Data entries:

Issue #327, opened 2020-04-11
Add option to choose what file types are hidden


cplaursen:
Currently the only files that are hidden are those prefixed by a dot.
It would be nice if the configuration allowed the user to specify other types to hide, such as temporary TeX files which clutter up directories. The option is available in ranger.

I would be happy to try to implement this if given the go-ahead.

cplaursen:
@gokcehan globbing seems like the better option; would also be consistent with gitignore syntax which could aid in solving #199. However it seems harder to hide gitignore contents, as one would have to search the ancestors of the cwd for a git repository and then parse all relevant gitignore files.

I think the most intuitive way of specifying the files to hide would be as an array of strings. I imagine the config parser can cope with this, although I haven't looked into it much. Then it would just be a matter of replacing the isHidden function currently used with glob matching.

gokcehan:
@adamtabrams I have looked at #330 and I'm not sure if it is a good idea to call an external process to check if a file should be hidden or not. I was more thinking of adding a simple option for this purpose (e.g. `set hiddenFiles .*:*.o:*.pyc` (`:` is still our string separator for options)).

adamtabrams:
@gokcehan Hopefully you like #372 better.

Issue #199, opened 2019-07-08
Respect gitignore file


pr4th4m:
How do I make `lf` respect gitignore file?

gokcehan:
@pratz What do you mean by respecting? Is it like hiding files in gitignore files? Is it a good idea to do that in a file manager? I understand this can be useful for tools like `grep` but I'm not sure about file managers.

pratz:
Ya, hiding or excluding files/directories which are in gitignore file.
For instance, all `.pyc` files in a project are listed with `lf`, which I feel is a distraction.
Would be really convenient to exclude files/directories.

097115:
> Is it a good idea to do that in a file manager?

It certainly isn't "as is". However, what about treating files in `.gitignore` as "hidden files", toggleable with `zh`?

pratz:
Every developers workflow is different, if ignoring files with zsh works for you, do it :)
However, I personally feel hiding/unhiding should be file manager's job instead of shell's.

TeddyDD:
This should be general mechanism that allow to use any *ignore file (dockerignore, helmignore etc.)

adamtabrams:
I think there may be a pretty simple solution for this. When **hidden** is set, every file in a directory should be shown. But you could let the user set a script for **filehider** the same way we can with **previewer**. That way the lf project doesn't have to implement a ton of different options, but a user can customize what is hidden when hidden isn't set. Users could have their script use a tool like [fd](https://github.com/sharkdp/fd) which has lots of options and is made for this kind of stuff.

gokcehan:
This should now be possible to implement as a custom command with `hiddenfiles` option and `on-cd` command.

PR #330, opened 2020-04-15
Feature/hider

adamtabrams:
I think making this scriptable by the user will keep the feature flexible without adding a ton of code. Although there may be some performance improvements in order.

https://github.com/gokcehan/lf/issues/199
https://github.com/gokcehan/lf/issues/327

After doing some side-by-side testing, I'm not so sure that the bufio package improves the performance much in this case. I also tried a solution adding a map[string]*file to the dir struct so the map wouldn't have to be built every time, but it didn't seem to improve performance at all. I'm curious to hear how the implementation could be improved.

### DIFF
--- a/eval.go
+++ b/eval.go
@@ -233,6 +233,8 @@ func (e *setExpr) eval(app *app, args []string) {
 		gOpts.ifs = e.val
 	case "previewer":
 		gOpts.previewer = strings.Replace(e.val, "~", gUser.HomeDir, -1)
+	case "ignorer":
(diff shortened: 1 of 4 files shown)


adamtabrams:
> I was more thinking of adding a simple option for this purpose (e.g. set hiddenFiles .*:*.o:*.pyc (: is still our string separator for options)).

@gokcehan That's understandable. So it wouldn't support path-specific hiding then, right?

gokcehan:
#372 is a much better approach to implement this. Closing this PR in favor of the other.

■ EXERCISE OBJECTIVE: Please return only the lines above, starting at the line that has "Every developers workflow" and ending at the line that has "Feature/hider", keeping both and leaving each one unchanged.

■ EXERCISE ANSWER:
Every developers workflow is different, if ignoring files with zsh works for you, do it :)
However, I personally feel hiding/unhiding should be file manager's job instead of shell's.

TeddyDD:
This should be general mechanism that allow to use any *ignore file (dockerignore, helmignore etc.)

adamtabrams:
I think there may be a pretty simple solution for this. When **hidden** is set, every file in a directory should be shown. But you could let the user set a script for **filehider** the same way we can with **previewer**. That way the lf project doesn't have to implement a ton of different options, but a user can customize what is hidden when hidden isn't set. Users could have their script use a tool like [fd](https://github.com/sharkdp/fd) which has lots of options and is made for this kind of stuff.

gokcehan:
This should now be possible to implement as a custom command with `hiddenfiles` option and `on-cd` command.

PR #330, opened 2020-04-15
Feature/hider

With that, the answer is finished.